Advertisement

  1. ITV Report

Move sugary snacks away from checkouts and shop entrances, obesity campaigners say

Sugary snacks should be given less prominence in supermarkets, campaigners say. Credit: PA

Supermarkets should stop selling sugary snacks alongside checkouts or near shop entrances in a bid to reduce childhood obesity, health campaigners have said.

The Obesity Health Alliance (OHA) believes that families are being bombarded with sugary promotions when they go shopping, and that restrictions on the placement of unhealthy food and drinks in prominent locations of supermarkets is urgently needed and should be restricted by the Government.

The OHA visited the five biggest supermarket chains in the UK – Aldi, Asda, Morrisons, Sainsbury’s and Tesco – to survey the types of food and drinks products promoted in the stores.

They found 43% of all food and drink products located in prominent areas such as store entrances, checkout areas and aisle ends were for food and drinks that were high in sugar.

Three of the five supermarkets surveyed had sugary food and drinks such as chocolate and sweets positioned at checkout areas.

These included Asda, where 73% of food and drink products promoted at checkouts were sugary foods including sweets and chocolate bars, Morrisons, where 47% were, and Aldi, where 30% of food and drink products promoted at checkouts were sugary foods including flapjacks and popcorn.

The use of movable free-standing display units (FSDUs) to promote sugary products was particularly common, with 79% of products in them being sugary foods.

When unhealthy foods are given more prominence in shops, sales of them increase.

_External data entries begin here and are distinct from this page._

Issue #227, opened 2026-08-28
design: ownership model — current entities, open problems, and the decisions they wait on


Gandy2025:
# Ownership model: current entities, open problems, and the decisions they wait on

Status: **discussion**. No implementation is proposed here. Everything below is checked against `origin/main` at `9ee9eb1` and against the bodies and comments of #167 and #179.

This exists because #179's premise was reversed on 2026-08-27 — Workspace becomes the resource-management container rather than something to remove — and no single place yet records what the model actually is under that reading, what is wrong with it, and what has to be decided before anything is built. #224 was an attempt to fix one symptom before those decisions existed, and was closed for that reason.

## Entity model

25 tables. Only the ones carrying ownership are drawn; the rest hang off a node here without changing the structure.

```mermaid
flowchart TB
  A["Account<br/>users"]
  W["Workspace<br/>workspaces<br/>name, display_name, setup_completed_at"]
  E["Computer enrollment<br/>workspace_computers<br/>1 active credential"]
  C["Physical Computer identity<br/>computers — id only"]
  AG["Agent<br/>agents"]
  SI["Slack installation<br/>slack_installations<br/>1 active per Workspace"]
  B["IM binding<br/>im_bindings — 1 active per Agent"]
  S["Session / Task<br/>sessions"]
  P["Run placement<br/>session_placements"]

  A -->|"workspace_admin_grants — no role column"| W
  W --> E
  W --> AG
  W --> SI
  AG -->|"composite FK: same Workspace"| E
  E --> C
  AG --> B
  B --> S
  S --> P
  P -.->|"Workspace-qualified join"| E
```

Not drawn: `agent_runtime_configs`, `workspace_computer_credentials`, `computer_connect_codes`, `im_messages` / `im_message_deliveries`, `session_messages`, `session_descendants`, `session_cli_proofs`, `auth_identities` / `auth_sessions`, `admin_invitations`.

### Cardinalities

| Edge | Today | Enforced by |
| --- | --- | --- |
| **Account ↔ Workspace** | **N:M in schema; 1:1 in practice for new Accounts; broken in both directions in legacy data** | **nothing — convention only** |
| Workspace → Agent | 1:N | name unique within Workspace |
| Workspace → enrollment | 1:N | one active enrollment per (Workspace, Computer) |
| Physical Computer → enrollment | 1:N | same machine may enroll in several Workspaces, each with its own credential |
[...]

PR #229, opened 2026-08-28
refactor(web): remove the standalone Computers page

Gandy2025:
## Summary

The account menu opened a page that listed enrolled Computers and offered a connect form. Both jobs are already covered where a Computer is actually chosen: the New Agent flow embeds `ComputerSetup` for an Account with no Computers and offers "Connect another Computer" beside the picker, and a failing Computer is explained and reconnected on the Agent's own Connected computer page.

Remove the menu entry and the page. The route redirects to `/agents` the way `/resources` and `/usage` do, so an existing bookmark still lands somewhere.

Also clear what the removal orphaned: the login note promised management of Computers that no page offers, four style rules had no remaining caller, and a layout test guarded a rule nothing renders.

## Scope change during review

This PR originally also scoped Computer listing and Agent creation to the enrolling Account. That part is reverted in 8f3f068 on review feedback: it reverses the accepted #125 contract that `enrolledByUserId` is audit metadata rather than an authorization subject, and the ownership model is still pending in #227. The reverted work is preserved in b789e11 for whoever picks up that decision.

Reverting it also removes the second blocker raised in review, which was downstream of the listing filter: `ComputerSetup` polls the Computers collection to detect completion, so hiding an enrollment from a caller who had just rotated its credentials would have reported an expired code after a successful rotation.

What remains touches `apps/web` only.

## Testing

- `pnpm check`, `pnpm build`, `pnpm typecheck`, `pnpm test` — 1296 unit tests pass
- `pnpm --filter @opentag/server test:integration` — 230 pass

Changed coverage:

- `sends a retired Computers bookmark to Agents` (new) replaces `opens the Computers page from the account menu`
- The account-menu tests for focus order, arrow-key cycling, and menu contents drop the removed item
- `page-layout.test.ts` drops its assertion on `.settings-list-section`, whose rule is deleted

## Breaking changes

One capability is removed: enrolling a Computer without creating an Agent now requires entering the New Agent flow to reach the connect form.

## Checklist

## Follow-up not in this PR

`/agents/:agentId/settings/computer` renders a heading and an `Online` badge with an empty body when the Computer is healthy, and the settings overview makes its row static in that state, so the page is reachable only by URL or back-navigation. With the Computers page gone it is the only Computer surface left.

### DIFF
--- a/packages/server/src/services/agents/agent-service.ts
+++ b/packages/server/src/services/agents/agent-service.ts
@@ -307,9 +307,6 @@ export class AgentService {
           );
           if (replay) return replay;
         }
-        // An Agent runs on a physical host its creator must be able to reach, and enrollment is the
-        // only record of who reached it. A Computer another Account enrolled is therefore not a
-        // valid target, and reads as absent rather than forbidden so the collection stays private.
         const [computerEnrollment] = await transaction
           .select({ id: workspaceComputers.id })
           .from(workspaceComputers)
@@ -317,7 +314,6 @@ export class AgentService {
             and(
               eq(workspaceComputers.workspaceId, workspaceId),
               eq(workspaceComputers.computerId, input.computerId),
-              eq(workspaceComputers.enrolledByUserId, callerUserId),
               isNull(workspaceComputers.revokedAt),
             ),
           )
--- a/packages/server/src/services/agents/agent-service.ts
+++ b/packages/server/src/services/agents/agent-service.ts
@@ -307,6 +307,9 @@ export class AgentService {
           );
           if (replay) return replay;
         }
+        // An Agent runs on a physical host its creator must be able to reach, and enrollment is the
+        // only record of who reached it. A Computer another Account enrolled is therefore not a
+        // valid target, and reads as absent rather than forbidden so the collection stays private.
         const [computerEnrollment] = await transaction
           .select({ id: workspaceComputers.id })
           .from(workspaceComputers)
@@ -314,6 +317,7 @@ export class AgentService {
             and(
               eq(workspaceComputers.workspaceId, workspaceId),
               eq(workspaceComputers.computerId, input.computerId),
+              eq(workspaceComputers.enrolledByUserId, callerUserId),
               isNull(workspaceComputers.revokedAt),
             ),
           )
--- a/packages/server/src/services/workspaces/workspace-admin-service.ts
+++ b/packages/server/src/services/workspaces/workspace-admin-service.ts
@@ -40,25 +40,16 @@ export class WorkspaceAdminService {
     await this.#workspaceAdmins.bootstrapAdminInTransaction(transaction, userId, workspaceId);
   }
 
-  /**
-   * Workspace Admin authority opens the collection; enrollment decides its contents. Recovery is
-   * stated against the physical host ("start OpenTag there"), so a Computer is only listed to the
-   * Account that enrolled it — the one Account known to have reached that machine.
-   */
   async listComputers(
     accountId: string,
     workspaceId: string,
     includeProviderReadiness = false,
   ): Promise<ListWorkspaceComputersResponse> {
     await this.#workspaceAdmins.requireAdmin(accountId, workspaceId);
-    return { computers: await this.#projectComputers(accountId, workspaceId, includeProviderReadiness) };
+    return { computers: await this.#projectComputers(workspaceId, includeProviderReadiness) };
   }
 
-  async #projectComputers(
-    accountId: string,
-    workspaceId: string,
-    includeProviderReadiness: boolean,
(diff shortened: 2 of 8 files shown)


packages/server/src/services/workspaces/workspace-admin-service.ts
```diff
@@ -61,7 +70,13 @@ export class WorkspaceAdminService {
           ne(agents.status, "deleted"),
         ),
       )
-      .where(and(eq(workspaceComputers.workspaceId, workspaceId), isNull(workspaceComputers.revokedAt)))
+      .where(
+        and(
+          eq(workspaceComputers.workspaceId, workspaceId),
+          eq(workspaceComputers.enrolledByUserId, accountId),
```
yuezengwu: [blocker] This filter breaks the existing cross-Admin recovery surface. Any Workspace Admin can open a shared Agent's Connected computer page and issue a reconnect code. Exchange succeeds for the existing enrollment, but MachineAuthService leaves enrolledByUserId unchanged; this query therefore keeps the Computer invisible to the reconnecting Admin. ComputerSetup polls this same collection for the target and will expire after a successful credential rotation. Either make ownership and recovery authority consistent end to end (including who may reconnect and how ownership changes), or preserve Workspace-wide visibility; cover the cross-Admin reconnect path.

packages/server/src/services/agents/agent-service.ts
```diff
@@ -307,13 +307,17 @@ export class AgentService {
...
+        // only record of who reached it. A Computer another Account enrolled is therefore not a
+        // valid target, and reads as absent rather than forbidden so the collection stays private.
         const [computerEnrollment] = await transaction
           .select({ id: workspaceComputers.id })
           .from(workspaceComputers)
           .where(
             and(
               eq(workspaceComputers.workspaceId, workspaceId),
               eq(workspaceComputers.computerId, input.computerId),
+              eq(workspaceComputers.enrolledByUserId, callerUserId),
```
yuezengwu: [blocker] This turns enrolledByUserId into Agent-creation authorization, reversing the accepted #125 contract that any Workspace Admin may bind a Workspace Agent to an enrolled Computer and that enrollment actor identity is audit-only. The PR says the ownership model belongs in #227, whose decision is still pending outside this review. Please defer or split this restriction until that product/architecture decision is adopted; the page-removal portion does not require this reversal.

yuezengwu (changes requested):
Requesting changes on exact head e5441c64be94cb436b6ec9fc1fa1fe929de14460.

Two blockers remain:

1. The accepted direction in #125 says every Workspace Admin may manage Workspace Computer enrollments and bind Workspace Agents to them, while enrolledByUserId is audit metadata rather than an authorization subject. This head reverses that contract in both listing and Agent creation. The PR itself says the ownership model belongs in #227; that decision is still pending outside this review, so this PR cannot independently adopt one side of it. The Computers-page removal is consistent with #125 and can be retained or split, but the ownership restriction needs the external decision first.

2. The restriction is not end-to-end even under its proposed model. Every Admin still sees every Agent and the Connected computer page still offers Reconnect this Computer. A non-enrolling Admin can issue and successfully exchange a connect code, but MachineAuthService reuses the enrollment without changing enrolledByUserId. listComputers then hides that Computer from the caller, while ComputerSetup polls that list to detect completion, so the UI eventually reports an expired code after credentials were actually rotated. Please define one coherent authority/recovery contract and add cross-Admin recovery coverage.

Validation on this head: canonical Context Tree first-tree-ai/opentag-context-tree@4f76b147 verified clean; git diff --check, pnpm check, pnpm build, pnpm typecheck, pnpm test, and 231 server integration tests passed; all 6 GitHub checks are green.

yuezengwu (approved):
Approved on exact head 8f3f06840781201ec38693137341d55477c232cf.

The fresh head fully reverts the server-side Account scoping, so both prior blockers are resolved: `enrolledByUserId` remains audit metadata under #125, and the cross-Admin reconnect flow no longer rotates credentials while hiding the Computer from `ComputerSetup` polling. The net PR diff is now Web-only.

The remaining page removal matches #125 accepted navigation direction. `/agents/computers` retains a tested redirect, Computer enrollment remains reachable from New Agent, and per-Agent recovery remains on Connected computer. The removed CSS selectors have no remaining callers.

Validation: canonical Context Tree verified clean at 4f76b1474848c515cef9c1bc7ce42c5558395e89; `git diff --check`, `pnpm check`, `pnpm build`, `pnpm typecheck`, `pnpm test`, direct Web tests (19 files / 332 tests), and server integration tests (13 files / 230 tests) all passed. All 6 GitHub checks are green.

Residual product tradeoff is documented in the PR: standalone enrollment is less discoverable and now requires entering New Agent. I do not see that as a blocker against the accepted #125 placement.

Credit: PA

Evidence shows when products are placed in convenient and eye-catching locations, such as at shop entrances, checkouts or aisle ends, sales of these products increase.

Promotions for unhealthy food and drinks encourage shoppers to buy more and consume excess sugar and calories.

More than a third of children are classified as overweight or obese by the time they leave primary school aged 11, which increases their risk of developing conditions such as Type 2 diabetes, cancer, heart and liver disease in later life.

OHA said many products placed in these prominent places items included in Public Health England’s (PHE) sugar reduction programme due to their significant contribution to children’s sugar consumption or drinks subject to the soft drinks industry levy.

Less than 1% of food and drink products located in high-profile areas were fruit or vegetable products.

Obesity increases the risk of developing conditions such as Type 2 diabetes, cancer, heart and liver disease. Credit: PA

OHA said the visibility of products in shops influences what consumers choose to buy.

OHA lead Caroline Cerny said: “We know that where products are located in shops influences how likely we are to purchase them.

“Sugary treats prominently displayed at checkouts or store entrances will be highly tempting to anyone but especially children who will then likely pester their parents to buy them.

“With more than one in three children leaving primary school with a weight classified as overweight or obese, it is clear that action is needed to create healthier environments for families across the country.

“Our survey shows that some supermarkets seem to be taking positive steps to limit where they promote unhealthy food, but we need a level playing field.

“That’s why the OHA is calling on Government to restrict the placement of unhealthy food and drinks in high-profile locations in supermarkets to help families make healthier choices when shopping”.